When I was a child, Bible readings aloud were part of our daily family devotionals. In school, reading aloud was a required activity. (Not from the Bible, however: that was _verboten_ in school.) Like Annaheru, I kept an open book in my lap, from which I was asked to read aloud only once, but never again. We also read aloud _Romeo & Juliet_ and parts of _Hamlet_ in high school. Both in primary and elementary school, I was taught the power of cadence, alliteration, and consonation that require voiced reading, or at least the mental echo of it.

In college, however, I was required to read aloud a great deal in freshman Poetry. (We also had to memorize many hundreds of lines of poetry: entire poems, in fact, many of which I can still recite.) I was there that I finally grasped the full power of “reading aloud,” why it is sometimes critically important even when the written word is before you and completely comprehended, and how language flows fluidly. The moment of comprehension came when, after I struggled through a reading (with the text) of part of the _Canterbury Tales_ in properly phrased and pronounced Middle English, my professor (himself a medievalist) recited (without the text) the Prologue fluidly, with meter and rhyme, and with natural and proper enunciation. Suddenly the whole impact of Chaucer’s masterpiece hit me full-force, and I appreciated not only the wit and humor in the tale, but the sheer beauty of the words, and I understood at last why that set of poems has been kept and treasured by generation after generation of English speakers.

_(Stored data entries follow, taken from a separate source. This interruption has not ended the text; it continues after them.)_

PR #4326, opened 2017-10-05
Remove redundant Python 2.6 stuff

hugovk:
Python 2.6 support was dropped in https://github.com/requests/requests/pull/4118.

This removes some other redundant 2.6 code. 

Also mention Python 3.7 as officially supported, to reflect the README.

### DIFF
--- a/requests/adapters.py
+++ b/requests/adapters.py
@@ -465,8 +465,6 @@ class HTTPAdapter(BaseAdapter):
                     low_conn.send(b'0\r\n\r\n')
 
                     # Receive the response from the server
-                    # For Python 2.7+ versions, use buffering of HTTP
-                    # responses
                     r = low_conn.getresponse(buffering=True)
 
                     resp = HTTPResponse.from_httplib(
--- a/requests/adapters.py
+++ b/requests/adapters.py
@@ -465,7 +465,11 @@ class HTTPAdapter(BaseAdapter):
                     low_conn.send(b'0\r\n\r\n')
 
                     # Receive the response from the server
-                    r = low_conn.getresponse(buffering=True)
+                    try:
+                        r = low_conn.getresponse(buffering=True)
+                    except TypeError:
+                        # For compatibility with Python 3.6 versions and up
+                        r = low_conn.getresponse()
 
                     resp = HTTPResponse.from_httplib(
                         r,
--- a/requests/adapters.py
+++ b/requests/adapters.py
@@ -465,13 +465,9 @@ class HTTPAdapter(BaseAdapter):
                     low_conn.send(b'0\r\n\r\n')
 
                     # Receive the response from the server
-                    try:
-                        # For Python 2.7+ versions, use buffering of HTTP
-                        # responses
-                        r = low_conn.getresponse(buffering=True)
-                    except TypeError:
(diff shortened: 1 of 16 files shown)


requests/adapters.py
```diff
@@ -466,11 +466,9 @@ def send(self, request, stream=False, timeout=None, verify=True, cert=None, prox
 
                     # Receive the response from the server
                     try:
-                        # For Python 2.7+ versions, use buffering of HTTP
-                        # responses
                         r = low_conn.getresponse(buffering=True)
                     except TypeError:
-                        # For compatibility with Python 2.6 versions and back
+                        # For compatibility with Python 3.6 versions and up
```
sethmlarson, line 471: Can't this section be changed to remove the `try-except`?

requests/help.py
```diff
@@ -89,12 +89,6 @@ def info():
         'version': getattr(idna, '__version__', ''),
     }
 
-    # OPENSSL_VERSION_NUMBER doesn't exist in the Python 2.6 ssl module.
-    system_ssl = getattr(ssl, 'OPENSSL_VERSION_NUMBER', None)
-    system_ssl_info = {
-        'version': '%x' % system_ssl if system_ssl is not None else ''
-    }
```
sethmlarson: These values are being used, can't just remove them. I'd keep them as-is just in case.

hugovk: How about this?
```python
    system_ssl_info = {
        'version': getattr(ssl, 'OPENSSL_VERSION_NUMBER', '')
    }
```

requests/adapters.py
hugovk: What do you suggest?

`r = low_conn.getresponse(buffering=True)` gives `TypeError: getresponse() got an unexpected keyword argument 'buffering'` on Python 3.6.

Tolkien enjoyed reading aloud from his work. _The Lord of the Rings_ was read aloud to the Inklings when it was being written, as was _The Lion, the Witch and the Wardrobe_ while C.S. Lewis was writing it. Charles Williams read aloud his works as well. (A comprehensive list of the materials read aloud amongst the Inklings during composition can be found at the Mythopoeic Society website. BBC used to have a webpage where you could hear Tolkien reading his favorite passage from _The Lord of the Rings_, but I cannot find it now; but I did find a webpage where you can hear Tolkien recite the Ring-spell and read aloud in Elvish.


----------



## e.Blackstar (Apr 19, 2006)

I hate reading aloud to people, and in general, I don't like being read to. However, I am sometimes guilty of skimming, so when I'm read to I can catch things that I wouldn't otherwise.


----------



## AraCelebEarwen (Apr 19, 2006)

Me mum would read to other offspring and I as we were supposed to be working on dishes and such. It would give her some time to get off her feet and usually helped make things run a little smother as the only conversation was about what was being read and not the most current argument. 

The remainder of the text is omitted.